Anyone who can help me figure out this without restoring my backup I will seriously owe them. This is the first problem I've posted in nearly 400 posts on here mainly as part of the hardware team. I'm new hear too. But somehow got promoted in record time. Thanks in Advance.


----------



## Aelobin (Feb 12, 2007)

smz said:


> I cannot make a new vpn connection


You tried making a new VPN with a simple program such as Hamachi or OpenVPN? This would work as a temporary solution (or permanent if you like it) and will let you see if you see if theres any errors affecting it also.


----------



## smz (Mar 12, 2007)

I've tried openvpn and cisco's vpn client to no avail. I haven't heard of Hamachi but I will look into it.

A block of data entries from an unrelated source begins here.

PR #5523, opened 2023-01-13
Only render the auto-complete menu if it intersects with signature help

### LINKED ISSUE #3821: Function arguments tip covers autocompletion if tip doesn't fit in the upper screen space
### Summary

Here it's covered and I can't see the autocompletion (but it's there)
Bildschirmfoto 2022-09-12 um 19 39 21

But if I make enough space for it to fit then it works as expected
Bildschirmfoto 2022-09-12 um 19 40 05

### Reproduction Steps

_No response_

### Helix log

_No response_

### Platform

macOS

### Terminal Emulator

The latest iTerm 2

### Helix Version

22.08.1

kirawi:
Supersedes #5495 because it required moving `Completion` into its own layer in the compositor. This one simply checks if the two intersect, and will always defer to the auto-complete menu if they do.

Closes #3821

### DIFF
--- a/helix-term/src/commands.rs
+++ b/helix-term/src/commands.rs
@@ -4233,7 +4233,8 @@ pub fn completion(cx: &mut Context) {
                     trigger_offset,
                     size,
                 )
-                .and_then(|area| Some(area.intersects(signature_help_area?)))
+                .zip(signature_help_area)
+                .filter(|(a, b)| a.intersects(*b))
                 .is_some()
             {
                 compositor.remove(SignatureHelp::ID);
--- a/helix-term/src/commands.rs
+++ b/helix-term/src/commands.rs
@@ -4225,7 +4225,6 @@ pub fn completion(cx: &mut Context) {
 
             // Delete the signature help popup if they intersect.
             if ui.set_completion(
-                // compositor,
                 signature_help_area,
                 editor,
                 items,
--- a/helix-term/src/commands.rs
+++ b/helix-term/src/commands.rs
@@ -4220,8 +4220,7 @@ pub fn completion(cx: &mut Context) {
             let size = compositor.size();
             let signature_help_area = compositor
                 .find_id::<Popup<SignatureHelp>>(SignatureHelp::ID)
-                .and_then(|signature_help| signature_help.area(size, editor))
-                .unwrap();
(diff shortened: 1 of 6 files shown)


kirawi:
One slight issue is that if you delete the retrigger character fast enough, the auto-complete popup will show again for that field. If you delete it after a while, the signature help will pop instead.
Capture

kirawi:
Screenshot 2023-01-26 at 7 31 59 PM

Ran into this, maybe it's not a good idea to re-request the signature help popup after closing the auto-complete menu.

archseer:
Replaced by https://github.com/helix-editor/helix/pull/5842 ?

sudormrfbin:
#5842 handles overlap of the completion popup and the documentation popup of the currently selected completion (the popup that gets rendered on the right of the completion popup) whereas this PR handles overlap of signature help and completion popup so it's different in scope. Both aim to improvement the popup experience :)

helix-term/src/commands.rs
```diff
@@ -4068,15 +4071,26 @@ pub fn completion(cx: &mut Context) {
...
+            if ui
+                .set_completion(
+                    editor,
+                    items,
+                    offset_encoding,
+                    start_offset,
+                    trigger_offset,
+                    size,
+                )
+                .and_then(|area| Some(area.intersects(signature_help_area?)))
```
kirawi, line 4089: self-nit: logic bug

helix-term/src/commands/lsp.rs
```diff
@@ -1131,10 +1131,25 @@ pub fn signature_help_impl(cx: &mut Context, invoked: SignatureHelpInvoked) {
...
+            let mut popup = Popup::new(SignatureHelp::ID, contents)
                 .position(old_popup.and_then(|p| p.get_position()))
                 .position_bias(Open::Above)
                 .ignore_escape_key(true);
+
+            // Don't create a popup if it intersects the auto-complete menu.
+            let size = compositor.size();
+            if compositor
+                .find::<ui::EditorView>()
+                .unwrap()
```
Proful, line 1143: I assume compositor will always find ui::EditorView, so unwrap is safe here?

kirawi: Yeah, it's always initialized on startup and never dropped.

PR #845, opened 2017-05-25
FIX Allow using non_ASCII imap folder without encoding error

diggy128:
This patch allows fetching from an IMAP folder that its name contains non-ASCII characters (e.g. Greek) without leading to an encoding error.
I've opted to include a custom class instead of a python package as dependency because IMAP v4r1 specifies a slight variant of UTF7 to encode folder names.


yajo:
Hi there @diggy128 and welcome!

This feature you are adding needs IMHO some tests, because it's a very specific behavior, and that's the best way you can assure yourself it works forever and makes sense to future developers (although provided docs are OK for that too, but tests are best).

Could you supply them along in this pull request please? Thanks! 😊 

BTW, make travis go ✔️ too please.

PR #849, opened 2017-05-31
[FIX][mass_editing] v10 Fixing error when removing value for fields being…

BT-rmartin:
… translatable, as their translations were not removed.

### DIFF
--- a/mass_editing/README.rst
+++ b/mass_editing/README.rst
@@ -92,6 +92,7 @@ Contributors
 * Oihane Crucelaegui <oihanecrucelaegi@gmail.com>
 * Serpent Consulting Services Pvt. Ltd. <support@serpentcs.com>
 * Jairo Llopis <jairo.llopis@tecnativa.com>
+* Raul Martin <raul.martin@braintec-group.com>
 
 Maintainer
 ----------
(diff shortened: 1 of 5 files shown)


yajo (changes requested):
Big amount of code, fixing a weird bug... Please add tests 😊

BT-rmartin:
@Yajo Tests is ready here as well

yajo (approved):
Code OK, let's wait for bots.

pedrobaeza:
Travis is failing. Please check.

rafaelbn (approved):
Thanks @BT-rmartin 

Only tested functionally in runbot :+1:

rafaelbn:
@Yajo we should take care this is included in v11

yajo:
Rebase please, it could fix travis here too

rafaelbn:
All bots are green :+1:  great!

rafaelbn:
@BT-rmartin I founf more fixes in https://github.com/OCA/server-tools/pull/1209

BT-rmartin:
Thanks @pedrobaeza @rafaelbn @Yajo for your reviews and comments. 
I will do it for v11 as well, but I noticed that module mass_editing now it's not in server-tools but in server-ux right?
Why do you mention #1209? To include their changes here or to review it?

BT-rmartin:
Here you have PR to v11 https://github.com/OCA/server-ux/pull/12

PR #851, opened 2017-06-07
[10.0][ADD] Improving the mail tracking value

TDu:
Improve the tracking of changed values on database fields ("mail.tracking.value" functionality) by adding many2many and one2many support.
As well as a more user friendly view to consult changes recorded.

### DIFF
--- a/mail_improved_tracking_value/__init__.py
+++ b/mail_improved_tracking_value/__init__.py
@@ -1,0 +1,5 @@
+# -*- coding: utf-8 -*-
+# Copyright 2017 Camptocamp SA
+# License AGPL-3.0 or later (http://www.gnu.org/licenses/agpl.html).
+
+from . import models
--- a/mail_improved_tracking_value/__manifest__.py
+++ b/mail_improved_tracking_value/__manifest__.py
@@ -1,0 +1,22 @@
+# -*- coding: utf-8 -*-
+# Copyright 2017 Camptocamp SA
+# License AGPL-3.0 or later (http://www.gnu.org/licenses/agpl.html).
+
+{
+    'name': 'Improved tracking value change',
+    'version': '10.0.1.0.0',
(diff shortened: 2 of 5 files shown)


pedrobaeza:
Please put this on OCA/social. Note that there's already a mail_tracking module there.

guewen:
> Please put this on OCA/social. Note that there's already a mail_tracking module there.

@pedrobaeza I'm not sure OCA/social is a good fit for this addon. This addon is an improvement of the `mail.tracking.value` system by providing support for *2many fields and a usable UI (the default one is useless). It contains the name `mail` in it only because the model for tracking values contains it, but this is hardly related to any social features. I proposed server-tools to @TDu because it is a relatively low-level and very generic improvement over the default one (it's more close to auditlog than a social feature).

Note that `mail_tracking` is really related to mail messages.

pedrobaeza:
But isn't `mail.tracking.value` related to mail and thus to OCA/social (all mail related modules goes there - don't think only in social like social networks...)?

guewen:
@pedrobaeza well the model's implemented in the `mail` addon and indeed is partly related to notifications about changes on records, but it can also be used as a tracking mechanism for the changes (audit log). Social is advertised as "Addons concerning odoo's social ERP features and messaging in general", if I were looking for this new addon (which does not improve the messaging part of `mail.tracking.value` but the tracking part), this is not where I would look. But anyway maybe there is no perfect place so if you insist we'll move it to OCA/social. Just let us know your final word :)

pedrobaeza:
Thanks for the explanation, Guewen. Indeed, there's no perfect place and this tracking system can be used for several purposes (although at the end, they are for "communicating" something).

But in this case, as you are using `mail` prefix and this repo is very crowded, I prefer to move it to OCA/social. Don't you mind?

guewen:
Ok @pedrobaeza, no problem, we move it there. Thanks!

PR #858, opened 2017-06-14
[10.0] add new module to manage technical user on company

Cedric-Pigeon:
Sometimes, when you launch batch processes, you don't want to use the current user for several reasons
- the current user can switch company before the end of the batch process
- you can encounter concurrent access error if the user works in the meantime

This module add a technical user on the company. You can use for exemple in cron process or in queue job.

### DIFF
--- a/base_technical_user/README.rst
+++ b/base_technical_user/README.rst
@@ -1,0 +1,49 @@
+.. image:: https://img.shields.io/badge/licence-AGPL--3-blue.svg
+   :target: http://www.gnu.org/licenses/agpl-3.0-standalone.html
+   :alt: License: AGPL-3
+
+===================
+Base Technical User
+===================
+
+This module extends the functionality of company management.
+It allows you to bind a technical user on the company in order to use it in
+batch processes.
+
+The technical user must
+- be inactive to avoid login
+- be in the required groups depending of what you need to do
+
+Usage
+=====
+
+If you install the module, you will find a tab on the company form allowing
+to define the technical user.
+
+Credits
+=======
+
+Images
+------
+
+* Odoo Community Association: `Icon <https://github.com/OCA/maintainer-tools/blob/master/template/module/static/description/icon.svg>`_.
+
+Contributors
+------------
+
+* Cédric Pigeon <cedric.pigeon@acsone.eu>
+
+Maintainer
+----------
+
+.. image:: https://odoo-community.org/logo.png
+   :alt: Odoo Community Association
+   :target: https://odoo-community.org
+
+This module is maintained by the OCA.
+
+OCA, or the Odoo Community Association, is a nonprofit organization whose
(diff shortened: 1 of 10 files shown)


Cedric-Pigeon:
@guewen this module aims to replace https://github.com/OCA/connector-magento/pull/212/files#diff-131bcecd325b739cf356543a96bb2747R11 in the multi-company PR for the magento connector

Cedric-Pigeon:
@sebastienbeau This could be useful for ShopInvader in the export for Algolia for example

base_technical_user/README.rst
```diff
@@ -0,0 +1,49 @@
...
+===================
+Base Technical User
+===================
+
+This module extends the functionality of company management.
+It allows you to bind a technical user on the company in order to use it in
+batch processes.
+
+The technical user must
+- be inactive to avoid login
```
guewen, line 14: I highly advise not to do that, been there, done that.

* you set some groups on your technical user, let's say one of the group is 'connector manager', all works well
* someday, you open the groups menu, edit the 'connector manager' group and add a user in the many2many, save it
* your technical user is no longer part of the 'connector manager' group and you don't notice it until things start to fail weirdly 

What happened? the many2many for users on the group does not include inactive users, so you just removed all the inactive users from the group by adding a new user.

What we do now is that we don't set a password on the user instead, it can't be used to log in.

guewen (changes requested):

base_technical_user/README.rst
Cedric-Pigeon: @guewen Interesting remark. I wasn't aware of that. Thanks. The other goal of making it inactive is to avoid Odoo taking care of this kind of users in the Enterprise contract.

guewen: @Cedric-Pigeon the `login_date` of such users will always be empty, maybe Odoo could not include such users in the Enterprise contract?

base_technical_user/models/res_company.py
```diff
@@ -0,0 +1,14 @@
...
+
+
+class ResCompany(models.Model):
+    _inherit = 'res.company'
+
+    user_tech_id = fields.Many2one(
+        comodel_name="res.users",
+        string="Technical User",
+        help="This user can be used by process for technical purpose",
+        domain="[('company_id', '=', id), ('active', '=', False)]")
```
guewen: If we don't want to take the risk to disable the user (regarding [this comment](https://github.com/OCA/server-tools/pull/858#discussion_r125591029)), could you remove the domain on active = false?

Cedric-Pigeon: @guewen I just did it ;-)

guewen (approved):
Thanks! I'm still a uncomfortable with the recommendation to disable the user, but that's not a requirement for the module to work. :+1:

gurneyalex (approved):

PR #859, opened 2017-06-15
[FIX] password_security: Fix password stored and token to reset password invalid

moylop260:
Steps to reproduce issue:
1. Create a user with a valid password
2. Use the `Forget password` button
3. Use the same previous password

Saw:
Error of history password. Good!
Try to fix it your password and now the token to reset password is invalid. Wrong!
Check the fields user.password and is filled. Wrong!

Expected:
Error of history password and allow fix it and don't store user.password field.

Video:
[IMAGE ALT TEXT HERE](https://www.youtube.com/watch?v=4PDz2djXuPU)

If you don't want configure a email smtp apply the following patch:
```diff
diff --git a/addons/mail/models/mail_template.py b/addons/mail/models/mail_template.py
index 76d8ae741..316d96a3f 100644
--- a/addons/mail/models/mail_template.py
+++ b/addons/mail/models/mail_template.py
@@ -560,6 +560,7 @@ class MailTemplate(models.Model):
                 updated with given values dict
            :returns: id of the mail.message that was created
         """
+        raise_exception=False
         self.ensure_one()
         Mail = self.env['mail.mail']
         Attachment = self.env['ir.attachment']  # TDE FIXME: should remove dfeault_type from context
```

The query executed from the video is:
`psql openerp_test -c "SELECT login FROM res_users WHERE password != ''"`
`psql openerp_test -c "UPDATE res_users SET password=Null"`

MERGER
=======
Please merge just one commit using merge & squash of github

### DIFF
--- a/password_security/models/res_users.py
+++ b/password_security/models/res_users.py
@@ -81,7 +81,9 @@ class ResUsers(models.Model):
             password_regex.append(r'(?=.*?\W)')
         password_regex.append('.{%d,}$' % company_id.password_length)
         if not re.search(''.join(password_regex), password):
-            raise PassError(_(self.password_match_message()))
+            self.env.cr.rollback()
+            self.invalidate_cache()
+            raise PassError(self.password_match_message())
         return True
 
     @api.multi
@@ -117,6 +119,8 @@ class ResUsers(models.Model):
             )
             delta = timedelta(hours=pass_min)
             if write_date + delta > datetime.now():
+                self.env.cr.rollback()
+                self.invalidate_cache()
                 raise PassError(
                     _('Passwords can only be reset every %d hour(s). '
                       'Please contact an administrator for assistance.') %
@@ -138,9 +142,10 @@ class ResUsers(models.Model):
                 recent_passes = rec_id.password_history_ids[
                     0:recent_passes-1
                 ]
-            if len(recent_passes.filtered(
-                lambda r: crypt.verify(password, r.password_crypt)
-            )):
+            if recent_passes.filtered(
+                    lambda r: crypt.verify(password, r.password_crypt)):
+                self.env.cr.rollback()
+                self.invalidate_cache()
                 raise PassError(
                     _('Cannot use the most recent %d passwords') %
                     rec_id.company_id.password_history
--- a/password_security/models/res_users.py
+++ b/password_security/models/res_users.py
@@ -38,7 +38,7 @@ class ResUsers(models.Model):
     @api.multi
     def write(self, vals):
         if vals.get('password'):
-            self.check_password(vals['password'])
+            self._check_password(vals['password'])
             vals['password_write_date'] = fields.Datetime.now()
         return super(ResUsers, self).write(vals)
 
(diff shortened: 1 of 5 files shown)


lasley (approved):
Excellent catch @moylop260

password_security/models/res_users.py
```diff
@@ -81,6 +81,8 @@ def check_password(self, password):
             password_regex.append(r'(?=.*?\W)')
         password_regex.append('.{%d,}$' % company_id.password_length)
         if not re.search(''.join(password_regex), password):
+            self.env.cr.rollback()
+            self.invalidate_cache()
             raise PassError(_(self.password_match_message()))
```
yajo: Whoah, I didn't see this! Remove the call to `_()` here please.

password_security/models/res_users.py
```diff
@@ -81,6 +81,8 @@ def check_password(self, password):
             password_regex.append(r'(?=.*?\W)')
         password_regex.append('.{%d,}$' % company_id.password_length)
         if not re.search(''.join(password_regex), password):
+            self.env.cr.rollback()
```
yajo: I feel all is much more clean with `with self.env.cr.savepoint():`, which rolls back automatically if any exception is found inside the block (the same for all cases below).

yajo (approved):

password_security/models/res_users.py
moylop260: Sorry, but I didn't understand.
Where you have planned add a `savepoint`?


- Note: The module `auth_signup` has the `write`:
   
  - [auth_signup/models/res_users.py#L42](https://github.com/odoo/odoo/blob/676ba1bdb/addons/auth_signup/models/res_users.py#L42)

yajo: Oh yes sorry, forget about that.

Anyways, isn't transaction rolled back automatically when an exception is raised?

moylop260: Yeah, you are right!
I deleted the rollback and it is working just using invalidate_cache

For a strange reason the website frontend is not cleaning the cache.
Because the same exception using backend is working without clean cache.

So, maybe this is a issue related with website but I didn't find a way to reproduce it without a custom module and will be hardly that odoo fixed.

moylop260: Wait me I didn't test it with the real fail case... sorry.
I will come back with the news

moylop260: Yeah, I find the real issue.
The method `def _set_password(` don't run a rollback if an exception is raised.
So I just changed the inherited method to write validation
I removed rollback and clear caches

moylop260:
@lasley 
I reproduced this issue using frontend `/web/reset_password` and raising the password history exception.

I mean,

| exception raised          | UI                          | Issue detected |
|------------------|-----------------------------|----------------|
| password string rules   | User backend wizard         | No             |
| password string rules   | Frontend web/reset_password | No             |
| password history | User backend wizard         | No             |
| password history | Frontend web/reset_password | Yes            |

So I removed the rollbacks and invalidate_cache and moved the history check to rules string check method.
Thanks @Yajo for comments

Could you review it again, please?

egrivero (approved):

lasley (approved):
LGTM thanks @moylop260

PR #860, opened 2017-06-16
[8.0] Add module base_user_auth_log

alexis-via:
See README.rst for more info.

### DIFF
--- a/base_user_auth_log/models/res_users_auth_log.py
+++ b/base_user_auth_log/models/res_users_auth_log.py
@@ -1,0 +1,36 @@
+# -*- coding: utf-8 -*-
+# © 2017 Akretion (Alexis de Lattre <alexis.delattre@akretion.com>)
+# License AGPL-3.0 or later (http://www.gnu.org/licenses/agpl).
+
+from openerp import models, fields, api, _
+from openerp.exceptions import Warning as UserError
+from datetime import datetime
+
+
+class ResUsersAuthLog(models.Model):
+    _name = 'res.users.auth.log'
+    _description = 'Users Authentication Logs'
+    _order = 'date desc'
+    _rec_name = 'date'
+
+    user_id = fields.Many2one(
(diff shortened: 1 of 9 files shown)


cdubuit (approved):
Test, no code review.
Great idea.

pedrobaeza:
https://github.com/OCA/server-tools/tree/8.0/auth_brute_force also logs logins, so I think this one is overlapping functionality.

legalsylvain (changes requested):
Hi @alexis-via, thanks for your contribution.

1. @pedrobaeza +1. 

@alexis-via, what did you not found in auth_brute_force to create this module. It could be better to improve auth_brute_force, instead of creating two ways to log authentication.
In a nutshell, auth_brute_force : 
- log authentications (as your module)
- ban users (by IP) that tried too many times to authenticate, with bad logins. (existing or not)

2. Tested on the last runbot instance, your module create 3 logs per try. Do you have an idea why ? 

image

kind regards.

legalsylvain:
3. Are you sure ```default=datetime.utcnow()``` is working correctly ? all the logs have the same authentication date, that is wrong.

base_user_auth_log/models/res_users_auth_log.py
```diff
@@ -17,8 +16,7 @@ class ResUsersAuthLog(models.Model):
         'res.users', string='User', ondelete='cascade', readonly=True)
     login = fields.Char(string='Login', readonly=True)
     date = fields.Datetime(
-        string='Authentication Date', required=True, readonly=True,
-        default=datetime.utcnow())
```
sbidoul: `default=datetime.utcnow`, without `()` should work.

dreispt:
Should this be closed in favour of `auth_brute_force`?

legalsylvain:
Closing. (Duplicate with auth brut force)
One idea of improvment could be to make a PR with one module to make logs, and another one auth brut force, depending of the first one, and adding brut force features.
(Need refactoring)

PR #863, opened 2017-06-20
Add module copy views

renatonlima:
Hi all,

follwing the discussion in the Brazilian location https://github.com/OCA/l10n-brazil/pull/544, I created this PR for discussion to add copy_views module in server-tools

@mileo and @aricaldeira

Can you introduce the features create by this module and add some tests in this module?

cc @rvalyi @mbcosta @pedrobaeza


AaronHForgeFlow:
What is the purpose of this module? The readme it's not clear

aricaldeira:
@aheficent 
It allows you to create the following structure:

module_A/views:
    * base_view.xml

module_B/views:
    * copied_from_base_view.xml (is a "clone" of the base_view; and it's arch field is kept in sync with base_view's arch, including all it's inheritance)
    * inherited_copied_view.xml (a view that inherits and changes the behaviour of the copied view, but does not affect the original base_view)

module_C/views:
    * inherited_base_view.xml (a view that inherits and changes the behaviour of the base view, and also affects the copied_from_base_view)

You can see it being used in here:
Base view: https://github.com/odoo-brazil/l10n-brazil-wip/blob/10.0-develop/sped/views/sped_documento_base_view.xml
Copied view, with minimal changes: https://github.com/odoo-brazil/l10n-brazil-wip/blob/10.0-develop/sped/views/sped_documento_emissao_nfe_view.xml
Copied view, with some more changes: https://github.com/odoo-brazil/l10n-brazil-wip/blob/10.0-develop/sped/views/sped_documento_emissao_nfce_view.xml
Copied view, with changes to item_ids views also: https://github.com/odoo-brazil/l10n-brazil-wip/blob/10.0-develop/sped/views/sped_documento_emissao_nfse_view.xml

The 3 copied views represent 3 types of fiscal documents in Brazil (of more than 30!), they all share the same functional logic, with some minor differences in required fields etc. Keeping all of them in the same table/model simplifies greatly dealing with changes in legislation, consolidate reports without 30 UNIONs, which is always, always nice, but having 30 or more views that, when needed, had to be all changed individually by hand was quite a pain... Hence, this module ;)

Sorry for the long and cumbersome explanation, but it was the best way I thought to give you not only the answer you wanted, but also the context and use case that sparkled the idea behind the module's behaviour.

hbrunn:
can't you do what you need to do with [`mode='primary'`](https://github.com/OCA/OCB/blob/10.0/odoo/addons/base/ir/ir_ui_view.py#L169-L180)? Check how this is used in the views for `product.product` and `product.template`

Garamotte:
I agree with @hbrunn this corresponds exactly to the `primary="True"` behaviour.

You can create your base view, then inherit from multiple views using `primaty="True"` on each.
If a view inherits the base without `primary`, the changes are applied everywhere, if a view inherits the base with `primary`, the changes are applied only when you call this view explicitely (or one of its children).

renatonlima:
Hi guys,

@hbrunn thank you to remember this core feature.

@aricaldeira did this change to use primary attribute, I will close this PR.

PR #866, opened 2017-06-21
[add] base_fontawesome

simahawk:
started from OCA/website-cms/pull/13


base_fontawesome/README.rst
```diff
@@ -0,0 +1,44 @@
+.. image:: https://img.shields.io/badge/licence-lgpl--3-blue.svg
+   :target: http://www.gnu.org/licenses/LGPL-3.0-standalone.html
+   :alt: License: LGPL-3
+
+Base fontawesome
```
pedrobaeza: Line above

base_fontawesome/README.rst
```diff
@@ -0,0 +1,44 @@
...
+================
+
+Provide up to date `Fontawesome <http://fontawesome.io/>`_ resources.
+
+Current version: 4.7.0.
+
+
```
pedrobaeza: Add usage section indicating how to use this (or you just need to work the same way as standard? - just indicate it then).

pedrobaeza (changes requested):

yajo (approved):
Nothing besides @pedrobaeza's comments.

I'd just encourage you to open a PR to odoo master updating FA, if you care for this and want to stop maintaining this addon in the near future 😉

base_fontawesome/README.rst
simahawk: sorry, what do you mean? :)

simahawk:
oops, I totally forgot about this PR :stuck_out_tongue: 
I updated the README and I changed the version of the module to match FA one so that they stay in line.
I'm gonna check odoo master version and submit a PR if needed.

simahawk:
@Yajo they already updated it on master \o/

BTW tests are failing because of this issue https://github.com/OCA/server-tools/pull/1007

base_fontawesome/README.rst
simahawk: @pedrobaeza better now?

yajo:
Nice, please add a note to roadmap telling not to migrate to v11 😊

simahawk:
@Yajo not sure: **only as of today** v11 ships latest version but in the future is very likely that is going to be outdated so this module can still be useful to ship always the latest version of FA.

simahawk:
updated roadmap (no CI SKIP as I wanted the start a new build to include the fix for #1007)

simahawk:
Sounds like tests that were passing before are not passing now when running w/ `EXCLUDE="database_cleanup"`. Now it's `html_text`... @yajo any bell? https://travis-ci.org/OCA/server-tools/jobs/282692962#L1339-L1379

yajo:
Those are tests that are expected to fail. Really they should get decorated with `@mute_logger`, but in any case I don't think they are your real problem.

[The real failures seem to be in `oauth_provider`](https://travis-ci.org/OCA/server-tools/jobs/282692962#L1764-L1780), which [has the branch 9 broken](https://travis-ci.org/OCA/server-tools/branches), BTW.

I'm not blocking this PR for that, since the base branch is broken already. You already fought enough with Travis today IMHO 😊

simahawk:
@pedrobaeza @moylop260 can we merge this?
I'd like to unlock https://github.com/OCA/website-cms/pull/13 and to migrate it to 10.0

simahawk:
FTR reported here https://github.com/OCA/server-tools/issues/1011

PR #867, opened 2017-06-21
[10.0][FIX] server_environment_ir_config_parameter Avoid wrong import

rousseldenis:
Odoo loads modules that contain static directory, so it wanted to load server_environment_files but it does not exist


sbidoul (approved):

lmignon (approved):

rgarnau (approved):
merged this PR and it fixes the errors I was getting previously :+1:

sbidoul:
fast tracking, it's the same approach as in mail_environment

PR #869, opened 2017-06-22
[ADD][10.0] module mail_original_from

astirpe:
This module sets the field "email_from" based on the 'X-Original-From' value of the email header in case it exists, otherwise it takes the standard 'From' value.

It is useful to get correct sender information on messages from e-mail service providers which have implemented DMARC policies.


CasVissers-360ERP (approved):
Tested on multiple machines, 1 customer production machine.

astirpe:
https://github.com/odoo/odoo/pull/20911

mail_original_from/README.rst
```diff
@@ -0,0 +1,56 @@
+.. image:: https://img.shields.io/badge/licence-AGPL--3-blue.svg
+   :target: http://www.gnu.org/licenses/agpl-3.0-standalone.html
+   :alt: License: AGPL-3
+
+==================
+Mail Original From
+==================
+
```
JayVora-SerpentCS: Should not we rather put this section under usage?
https://raw.githubusercontent.com/OCA/maintainer-tools/master/template/module/README.rst

astirpe: Yes, thanks!

PR #872, opened 2017-06-22
[MIG][10.0][datetime_formatter] Migration 

yajo:
Special highlights:

- Fixed some license headers.
- Adhered to normal addon structure.
- Removed `exceptions.py` and use `UserError` instead.
- Allow submodules to import some constants from main namespace.

The rest is basically a standard migration.

@Tecnativa


pedrobaeza (approved):
Maybe you can remove Grupo ESOC from this version...

chienandalu (approved):
:+1:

Problem with openvpn unless there is a configuration option I am not aware of, is that out of the box it supports SSL VPN and when used with a VPN provider that distributes this as their client, it defaults to port 443. This is unfortunately a different VPN technology and also can't pass through firewalls at ease like the VPN dialer included with Windows. But thanks for the suggestion of Hamachi. It can't hurt to look.

SMZ



Aelobin said:


> You tried making a new VPN with a simple program such as Hamachi or OpenVPN? This would work as a temporary solution (or permanent if you like it) and will let you see if you see if theres any errors affecting it also.


----------